Bias, Variance and Under fitting, Over fitting

內容

So, In this article we will see what is bias and variance and then we will use these concepts to learn what is Underfitting and Overfitting.

What is Bias? Let’s see the what wikipedia says.

( Bias is a disproportionate weight in favor of or against an idea or thing )

or in machine learning, we can say bias is a disproportionate weight in favor of or against a feature. THE SAME THING WE HEAR EVERYWHERE.

What is variance?

( Variance measures how far a set of numbers is spread out from their average value ). AGAIN, THE SAME THING WE HEAR EVERYWHERE.

In easy words, the bias corresponds to training set error and variance corresponds to the test set error.

Let’s see what is Overfitting and Underfitting.

What is Overfitted Model?

A model which performs really well on the training set or has high accuracy on training set but it does not perform well on the test set. So, as I told you bias is the training set error and variance is the test set error. Suppose, if we plot a point with new coordinates. Overfitted model might not perform better.

In case of Overfitting, our training set error is less, so it will have low bias and our test set error is high, so it will have high variance.

Overfitted Model — Low Bias and High Variance

A decision is very prone to Overfitting. If we have a tree which is particularly deep. One way to solve this problem is pruning. But we will not discuss it here, we will only stick to the given topic :)

What is Underfitted Model?

A model which does not perform well on both training and test set. So, it’s training error as well as test error is high, So it will have high bias and high variance.

In case of Underfitting, our training set error is high, so it will have high bias and our test set error is also high, so it will have high variance.

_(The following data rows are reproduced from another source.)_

PR #8090, opened 2026-06-16
Datagen: Use structured keys with alt and menu variants for display names

sffc:
This PR refactors the `icu_provider_source` crate to migrate CLDR Serde display names to a new structured key type `WithAlt<T>`.

This replaces fragile string parsing at the provider layer with type-safe deserialization at the Serde layer, and introduces clean support for `menu` variants.

### Key Changes
1.  **Structured Key (`WithAlt<T>`)**: Defined a new key type that wraps a subtag `T` and carries optional `alt` and `menu` fields.
2.  **Smart Deserialization**: Implemented a custom `Deserialize` for `WithAlt<T>` that uses `split_once` to safely strip and extract `"-menu-"` and `"-alt-"` suffixes before parsing the subtag `T`.
3.  **Typed Keys**: Migrated all display name Serde maps (languages, regions, scripts, variants) to use `WithAlt<T>` with their respective typed subtags (`LanguageIdentifier`, `Region`, `Script`, `Variant`) instead of raw `String`s.
4.  **Infallible Providers**: Simplified the provider `TryFrom` implementations to infallible `From` implementations since all validation and parsing now happen during deserialization.
5.  **Macro Updates**: Preserved and updated the `impl_displaynames_v1!`, `impl_displaynames_iter_v1!`, and `impl_displaynames_menu_v1!` macros to be generic over the subtag type `T`. Removed the fully qualified path from the macros and imported `WithAlt` at the call sites.
6.  **Timezone Provider Update**: Updated `time_zones/convert.rs` to use the new structured keys for `territories.json`, replacing string suffix stripping with clean field checks.

## Changelog

N/A

### DIFF
--- a/provider/source/src/cldr_serde/displaynames/mod.rs
+++ b/provider/source/src/cldr_serde/displaynames/mod.rs
@@ -12,13 +12,13 @@ use core::str::FromStr;
 use serde::{Deserialize, Deserializer};
 
 #[derive(Hash, Eq, PartialEq, Clone, Debug)]
-pub(crate) struct SubtagWithOptionalAltVariant<T> {
+pub(crate) struct ModifiedSubtag<T> {
     pub(crate) subtag: T,
     pub(crate) alt_variant: Option<String>,
     pub(crate) menu_variant: Option<String>,
 }
 
-impl<'de, T> Deserialize<'de> for SubtagWithOptionalAltVariant<T>
+impl<'de, T> Deserialize<'de> for ModifiedSubtag<T>
 where
     T: FromStr,
     T::Err: core::fmt::Display,
@@ -34,7 +34,7 @@ where
             T: FromStr,
             T::Err: core::fmt::Display,
         {
-            type Value = SubtagWithOptionalAltVariant<T>;
+            type Value = ModifiedSubtag<T>;
 
             fn expecting(&self, formatter: &mut std::fmt::Formatter) -> std::fmt::Result {
                 formatter.write_str("a string with optional -alt- or -menu- suffix")
@@ -48,7 +48,7 @@ where
                     let (subtag_str, menu_str) = v.split_at(index);
                     let menu_variant = menu_str.strip_prefix("-menu-").unwrap().to_string();
                     let subtag = T::from_str(subtag_str).map_err(E::custom)?;
-                    Ok(SubtagWithOptionalAltVariant {
+                    Ok(ModifiedSubtag {
                         subtag,
                         alt_variant: None,
                         menu_variant: Some(menu_variant),
@@ -57,14 +57,14 @@ where
                     let (subtag_str, alt_str) = v.split_at(index);
                     let alt_variant = alt_str.strip_prefix("-alt-").unwrap().to_string();
                     let subtag = T::from_str(subtag_str).map_err(E::custom)?;
-                    Ok(SubtagWithOptionalAltVariant {
+                    Ok(ModifiedSubtag {
                         subtag,
                         alt_variant: Some(alt_variant),
                         menu_variant: None,
                     })
                 } else {
                     let subtag = T::from_str(v).map_err(E::custom)?;
-                    Ok(SubtagWithOptionalAltVariant {
+                    Ok(ModifiedSubtag {
                         subtag,
                         alt_variant: None,
                         menu_variant: None,
--- a/provider/source/src/cldr_serde/displaynames/mod.rs
+++ b/provider/source/src/cldr_serde/displaynames/mod.rs
@@ -12,12 +12,61 @@ const ALT_SEPARATOR: &str = "-alt-";
 const MENU_SEPARATOR: &str = "-menu-";
 use core::str::FromStr;
 use serde::{Deserialize, Deserializer};
+#[derive(Hash, Eq, PartialEq, Clone, Copy, Debug)]
+pub(crate) enum Alt {
+    Short,
+    Long,
+    Variant,
+    StandAlone,
+    Official,
+    Secondary,
+    Biot,
+    Chagos,
+    Menu,
+    Unknown,
+}
+
+impl FromStr for Alt {
+    type Err = ();
+    fn from_str(s: &str) -> Result<Self, Self::Err> {
+        match s {
+            "short" => Ok(Alt::Short),
+            "long" => Ok(Alt::Long),
+            "variant" => Ok(Alt::Variant),
+            "stand-alone" => Ok(Alt::StandAlone),
+            "official" => Ok(Alt::Official),
+            "secondary" => Ok(Alt::Secondary),
+            "biot" => Ok(Alt::Biot),
+            "chagos" => Ok(Alt::Chagos),
+            "menu" => Ok(Alt::Menu),
+            _ => Err(()),
+        }
+    }
+}
+
+#[derive(Hash, Eq, PartialEq, Clone, Copy, Debug)]
+pub(crate) enum Menu {
+    Core,
+    Extension,
+    Unknown,
+}
+
+impl FromStr for Menu {
+    type Err = ();
+    fn from_str(s: &str) -> Result<Self, Self::Err> {
+        match s {
+            "core" => Ok(Menu::Core),
+            "extension" => Ok(Menu::Extension),
+            _ => Err(()),
+        }
+    }
+}
 
 #[derive(Hash, Eq, PartialEq, Clone, Debug)]
 pub(crate) struct WithAlt<T> {
     pub(crate) subtag: T,
-    pub(crate) alt: Option<std::borrow::Cow<'static, str>>,
-    pub(crate) menu: Option<std::borrow::Cow<'static, str>>,
+    pub(crate) alt: Option<Alt>,
+    pub(crate) menu: Option<Menu>,
 }
 
 impl<'de, T> Deserialize<'de> for WithAlt<T>
@@ -51,13 +100,13 @@ where
                     Ok(WithAlt {
                         subtag,
                         alt: None,
-                        menu: Some(std::borrow::Cow::Owned(menu_str.to_string())),
+                        menu: Some(Menu::from_str(menu_str).unwrap_or(Menu::Unknown)),
                     })
                 } else if let Some((subtag_str, alt_str)) = v.split_once(ALT_SEPARATOR) {
                     let subtag = T::from_str(subtag_str).map_err(E::custom)?;
                     Ok(WithAlt {
                         subtag,
-                        alt: Some(std::borrow::Cow::Owned(alt_str.to_string())),
+                        alt: Some(Alt::from_str(alt_str).unwrap_or(Alt::Unknown)),
                         menu: None,
                     })
                 } else {
--- a/provider/source/src/cldr_serde/displaynames/mod.rs
+++ b/provider/source/src/cldr_serde/displaynames/mod.rs
@@ -8,7 +8,8 @@ pub(crate) mod region;
 pub(crate) mod script;
 pub(crate) mod variant;
 
-use crate::displaynames::{ALT_SEPARATOR, MENU_SEPARATOR};
+const ALT_SEPARATOR: &str = "-alt-";
+const MENU_SEPARATOR: &str = "-menu-";
 use core::str::FromStr;
 use serde::{Deserialize, Deserializer};
 
--- a/provider/source/src/cldr_serde/displaynames/mod.rs
+++ b/provider/source/src/cldr_serde/displaynames/mod.rs
@@ -16,8 +16,8 @@ use serde::{Deserialize, Deserializer};
 #[derive(Hash, Eq, PartialEq, Clone, Debug)]
 pub(crate) struct WithAlt<T> {
     pub(crate) subtag: T,
-    pub(crate) alt: Option<String>,
-    pub(crate) menu: Option<String>,
+    pub(crate) alt: Option<std::borrow::Cow<'static, str>>,
+    pub(crate) menu: Option<std::borrow::Cow<'static, str>>,
 }
 
 impl<'de, T> Deserialize<'de> for WithAlt<T>
@@ -51,13 +51,13 @@ where
                     Ok(WithAlt {
                         subtag,
                         alt: None,
-                        menu: Some(menu_str.to_string()),
+                        menu: Some(std::borrow::Cow::Owned(menu_str.to_string())),
                     })
                 } else if let Some((subtag_str, alt_str)) = v.split_once(ALT_SEPARATOR) {
                     let subtag = T::from_str(subtag_str).map_err(E::custom)?;
                     Ok(WithAlt {
                         subtag,
-                        alt: Some(alt_str.to_string()),
+                        alt: Some(std::borrow::Cow::Owned(alt_str.to_string())),
                         menu: None,
                     })
                 } else {
--- a/provider/source/src/cldr_serde/displaynames/mod.rs
+++ b/provider/source/src/cldr_serde/displaynames/mod.rs
@@ -19,9 +19,13 @@ pub(crate) enum Alt {
     Variant,
     StandAlone,
     Official,
+    /// Secondary name variant, used in languages and scripts.
     Secondary,
+    /// Abbreviation for territory code `IO` (British Indian Ocean Territory).
     Biot,
+    /// Alternate name for territory code `IO` (British Indian Ocean Territory) mapping to "Chagos Archipelago".
     Chagos,
+    /// "menu" variant, which is being replaced by menu=core|extension, but is still in CLDR.
     Menu,
     Unknown,
 }
--- a/provider/source/src/cldr_serde/displaynames/mod.rs
+++ b/provider/source/src/cldr_serde/displaynames/mod.rs
@@ -10,6 +10,8 @@ pub(crate) mod variant;
 
 const ALT_SEPARATOR: &str = "-alt-";
 const MENU_SEPARATOR: &str = "-menu-";
+use core::fmt::{self, Display};
+use core::marker::PhantomData;
 use core::str::FromStr;
 use serde::{Deserialize, Deserializer};
 #[derive(Hash, Eq, PartialEq, Clone, Copy, Debug)]
@@ -76,22 +78,22 @@ pub(crate) struct WithAlt<T> {
 impl<'de, T> Deserialize<'de> for WithAlt<T>
 where
     T: FromStr,
-    T::Err: core::fmt::Display,
+    T::Err: Display,
 {
     fn deserialize<D>(deserializer: D) -> Result<Self, D::Error>
     where
         D: Deserializer<'de>,
     {
-        struct Visitor<T>(std::marker::PhantomData<T>);
+        struct Visitor<T>(PhantomData<T>);
 
         impl<'de, T> serde::de::Visitor<'de> for Visitor<T>
         where
             T: FromStr,
-            T::Err: core::fmt::Display,
+            T::Err: Display,
         {
             type Value = WithAlt<T>;
 
-            fn expecting(&self, formatter: &mut std::fmt::Formatter) -> std::fmt::Result {
+            fn expecting(&self, formatter: &mut fmt::Formatter) -> fmt::Result {
                 formatter.write_str("a string with optional -alt- or -menu- suffix")
             }
 
@@ -138,6 +140,6 @@ where
             }
         }
 
-        deserializer.deserialize_str(Visitor(std::marker::PhantomData))
+        deserializer.deserialize_str(Visitor(PhantomData))
     }
 }
--- a/provider/source/src/cldr_serde/displaynames/mod.rs
+++ b/provider/source/src/cldr_serde/displaynames/mod.rs
@@ -14,6 +14,7 @@ use core::str::FromStr;
 use serde::{Deserialize, Deserializer};
 #[derive(Hash, Eq, PartialEq, Clone, Copy, Debug)]
 pub(crate) enum Alt {
+    Unknown,
     Short,
     Long,
     Variant,
@@ -27,7 +28,6 @@ pub(crate) enum Alt {
     Chagos,
     /// "menu" variant, which is being replaced by menu=core|extension, but is still in CLDR.
     Menu,
-    Unknown,
 }
 
 impl FromStr for Alt {
@@ -50,9 +50,9 @@ impl FromStr for Alt {
 
 #[derive(Hash, Eq, PartialEq, Clone, Copy, Debug)]
 pub(crate) enum Menu {
+    Unknown,
     Core,
     Extension,
-    Unknown,
 }
 
 impl FromStr for Menu {
@@ -101,16 +101,30 @@ where
             {
                 if let Some((subtag_str, menu_str)) = v.split_once(MENU_SEPARATOR) {
                     let subtag = T::from_str(subtag_str).map_err(E::custom)?;
+                    let menu = match Menu::from_str(menu_str) {
+                        Ok(m) => m,
+                        Err(_) => {
+                            log::warn!("Unknown menu variant: {}", menu_str);
+                            Menu::Unknown
+                        }
+                    };
                     Ok(WithAlt {
                         subtag,
                         alt: None,
-                        menu: Some(Menu::from_str(menu_str).unwrap_or(Menu::Unknown)),
+                        menu: Some(menu),
                     })
                 } else if let Some((subtag_str, alt_str)) = v.split_once(ALT_SEPARATOR) {
                     let subtag = T::from_str(subtag_str).map_err(E::custom)?;
+                    let alt = match Alt::from_str(alt_str) {
+                        Ok(a) => a,
+                        Err(_) => {
+                            log::warn!("Unknown alt variant: {}", alt_str);
+                            Alt::Unknown
+                        }
+                    };
                     Ok(WithAlt {
                         subtag,
-                        alt: Some(Alt::from_str(alt_str).unwrap_or(Alt::Unknown)),
+                        alt: Some(alt),
                         menu: None,
                     })
                 } else {
--- a/provider/source/src/cldr_serde/displaynames/mod.rs
+++ b/provider/source/src/cldr_serde/displaynames/mod.rs
@@ -7,3 +7,72 @@ pub(crate) mod locale_display_pattern;
 pub(crate) mod region;
 pub(crate) mod script;
 pub(crate) mod variant;
+
+use core::str::FromStr;
+use serde::{Deserialize, Deserializer};
+
+#[derive(Hash, Eq, PartialEq, Clone, Debug)]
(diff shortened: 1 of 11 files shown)


provider/source/src/cldr_serde/displaynames/variant.rs
```diff
@@ -22,3 +23,14 @@ pub(crate) struct LangDisplayNames {
...
 pub(crate) type Resource = super::super::LocaleResource<LangDisplayNames>;
+
+fn deserialize_normalized_keys<'de, D>(deserializer: D) -> Result<HashMap<String, String>, D::Error>
+where
+    D: Deserializer<'de>,
+{
+    let map = HashMap::<String, String>::deserialize(deserializer)?;
+    Ok(map
+        .into_iter()
+        .map(|(k, v)| (k.to_ascii_lowercase(), v))
```
sffc: 🤖 This comment is written by an AI agent working with @sffc.

We cannot simply use `Variant::try_from_str` here because some keys in CLDR might contain alt variant suffixes (e.g., `-alt-variant`), which are not valid BCP-47 variants as a whole and would fail to parse, causing deserialization to fail.

If we wanted to use `Variant` for normalization, we would need to split the key, normalize the variant part, and reconstruct it. Here is how we could handle it:

```rust
fn normalize_variant_key(k: &str) -> String {
    if let Some((var, alt)) = k.split_once("-alt-") {
        if let Ok(variant) = Variant::try_from_str(var) {
            format!("{}-alt-{}", variant.as_str(), alt)
        } else {
            k.to_ascii_lowercase()
        }
    } else {
        if let Ok(variant) = Variant::try_from_str(k) {
            variant.as_str().to_string()
        } else {
            k.to_ascii_lowercase()
        }
    }
}
```

Since `to_ascii_lowercase()` is a safe fallback and is sufficient for all valid variants (which are just ASCII alphanumeric), we are sticking with it for simplicity.

robertbastian: `Variants` should work though? `POSIX-alt-foo` parses as a `Variants` and normalizes to `posix-alt-foo`

robertbastian (commented):
.

provider/source/src/cldr_serde/displaynames/variant.rs
sffc: I think it's a coincidence that `POSIX-alt-foo` parses as a `Variants`. The `-alt-foo` could be `-alt-x` (too short) or `-alt-abbreviated` (too long).

Given these options:

1. Apply `to_ascii_lowercase()` to the whole string (current PR)
2. Parse the first subtag as `Variant` and apply `to_ascii_lowercase()` to the rest of the string (the suggestion above in this thread, with tweaks)
3. Parse the whole string as `Variants`

my preference order is: 1 ~> 2 ~>> 3

Wdyt?

Manishearth:
Approach seems better, will let Robert review since it's his feedback

provider/source/src/cldr_serde/displaynames/variant.rs
robertbastian: it should be 2. we also need to error if it doesn't parse as a variant due to length, or because it contains non-ascii characters. you probably even want to store `(Variant, String)` as the key, if you want to use the `Variant -> DataMarkerAttributes` constructor later

robertbastian (commented):
.

provider/source/src/displaynames/mod.rs
```diff
@@ -8,54 +8,17 @@ pub(crate) mod region;
 pub(crate) mod script;
 pub(crate) mod variant;
 
-pub(crate) const ALT_SUBSTRING: &str = "-alt-";
-pub(crate) const ALT_SHORT_SUBSTRING: &str = "-alt-short";
-pub(crate) const ALT_LONG_SUBSTRING: &str = "-alt-long";
```
sffc, line 13: Restore the centralized constants. You might need to change their names and values, but they should stay centralized.

provider/source/src/displaynames/mod.rs
```diff
@@ -157,34 +143,26 @@ macro_rules! impl_displaynames_menu_v1 {
                 let mut result = HashSet::new();
                 let displaynames = self.cldr()?.displaynames();
                 for locale in displaynames.list_locales()?.filter(|locale| {
-                    // The directory might exist without the file
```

So, now we know what is Underfitted model and Overfitted model. We will now see what is Balanced model.

What is a Balanced Model?

A Balanced model is a model which performs well both on training and test set. This may not have as high accuracy as an overfitted model on a training set but a balanced model will perform well on test set as well.

A Balanced model will have low bias and low variance.

Let’s take 3 examples to understand Overfitting, Underfitting and Balanced Model.

  1. A model with training error : 2% and test error : 20%
  • Less Training Error — Low Bias
  • High Test Error — High Variance
  • This is an Overfitted Model.

2. A model with training error : 30% and test error : 30%

  • High Training Error — High Bias
  • High Test Error — High Variance
  • This is an Underfitted model.

3. A model with training error : 4% and test error : 3%

  • Less Training Error — Low Bias
  • Less Test Error — Low Variance
  • This is a Balanced model.

Thank you so much for reading this. I hope you liked this article :)

總結
This article explains the concepts of bias and variance in machine learning, and how they relate to underfitting and overfitting. Bias refers to the error due to overly simplistic assumptions in the learning algorithm, while variance measures how much the model's predictions vary for different training sets. An overfitted model performs well on the training set but poorly on the test set, characterized by low bias and high variance. Conversely, an underfitted model struggles on both training and test sets, exhibiting high bias and high variance. The article also introduces the concept of a balanced model, which performs well on both training and test sets, featuring low bias and low variance. Three examples illustrate these concepts: an overfitted model with a training error of 2% and a test error of 20%, an underfitted model with both training and test errors at 30%, and a balanced model with training and test errors of 4% and 3%, respectively. The article concludes by emphasizing the importance of achieving a balanced model for optimal performance in machine learning tasks.